Die Reise zum Ich

Morgen gehe ich mich besuchen. Hoffentlich bin ich zu Hause.

Sicher verstehen Sie, was ich meine? Diese Worte sprach einst Karl Valentin, nur wenige werden sich daran erinnern. So verrückt er sich auch anhört, so bedeutungsvoll ist sein Sinn.

In der Jugend wollen viele Menschen möglichst wenig mit sich zu tun haben. Und erstaunlich vielen gelingt es, einen großen Bogen um sich selbst zu machen. Statt mehr in sich zu gehen, ihre schlummernden Talente zu entfalten oder aber sich bewusst zu machen, welcher Weg für sie der bessere ist, sind Unterhaltung, Abwechslung, Ablenkung angesagt. Diese Lebensstrategie lässt sich unbekümmert bis über die Lebensmitte hinweg praktizieren. Auch wenn gelegentlich die Frage aufflammt „War das schon alles?“ – wird sie erfolgreich weggeschoben. Wozu darüber nachdenken, wenn es so wie es gerade ist, am besten scheint. Und irgendwie wird schon alles werden. Das  Gruppenfreizeitverhalten unter Jugendlichen ist abstrakter geworden. Sie „chillen“ in Shoppingmeilen und McDonald’s und Co. werden zu externen Schulmensen. Sie treffen sich mit gleichaltrigen Freunden und steifen ohne festes Ziel durchs Zentrum, um einfach nur präsent zu sein. Hier wäre viel Platz für pädagogische Arbeit.

Je mehr Jahre sich aber im Leben aneinanderreihen, umso lauter werden die inneren Stimmen. Sie drängen zum Nachdenken. Das Lebensalter zwischen 40 und 55 ist eine Zeit des Wandels, in der viele anfällig sind für einen Zustand, der mit “Midlife-Crisis” gar nicht so schlecht beschrieben ist. In der Mitte des Lebens realisieren viele, dass sie in Bezug auf Familie und Beruf nicht mehr unendlich viele Möglichkeiten haben, dass ihr Körper älter wird – und älter aussieht – und dass das Leben irgendwann vorbei sein wird. Sie kommen in die Wechseljahre. Muskeln schwinden, dafür nehmen Fett, graue Haare und Falten zu, das ganze Programm. Plötzlich fallen einem Namen nicht mehr ein, und wo steht noch mal das Auto? Ob die Lebensmitte zur Krise wird oder zum entspannten Verweilen auf einem Hochplateau, kann jeder selbst beeinflussen.

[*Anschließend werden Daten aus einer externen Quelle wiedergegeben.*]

PR #949, opened 2026-07-01
[#941] Configurable server_reset_query to prevent session-state leakage

### LINKED ISSUE #941: Transaction-mode connection reset (server_reset_query) to prevent session-state leakage
## Summary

Spätestens im Ruhestand kommen  sie nicht länger darum herum, die Kunst  zu erlernen, sich mit sich selber anzufreunden. Denn die Möglichkeiten der Zerstreuung werden kleiner, die Beweglichkeit und Flexibilität, vor sich selbst davonzurennen, lassen nach. Sterben die Eltern gar, bekommt man schnell einen anderen Blick auf das Leben und fühlt sich als der Nächste in der Reihe – zwischen einem selbst und dem Tod gibt es niemanden mehr. Bei vielen ist zudem die Beziehung zum Partner in die Jahre gekommen. Die Abende werden dadurch länger, die Nächte dunkler. Wer jetzt nicht bei sich zu Hause ist und gern mit sich zusammenlebt, wird die späteren Jahre als Last empfinden – und nicht als Gewinn. Zu einer Krise müssen solche Erfahrungen nicht führen. Wichtig ist es, zu unterscheiden, welche Veränderungen man hinnehmen muss und wie wir der einschläfernden Routine entgegenwirken.

Deshalb sollten wir uns rechtzeitig  auf den Heimweg zu uns selbst machen. Mit guten Wegweisern können wir ihn nicht verfehlen. Wenn wir abschließend auch nicht jede Frage auf unserem Lebensweg beantworten können, so führt sie uns doch auf die richtige Spur. Auf ein gutes Stück weiter nach vorn.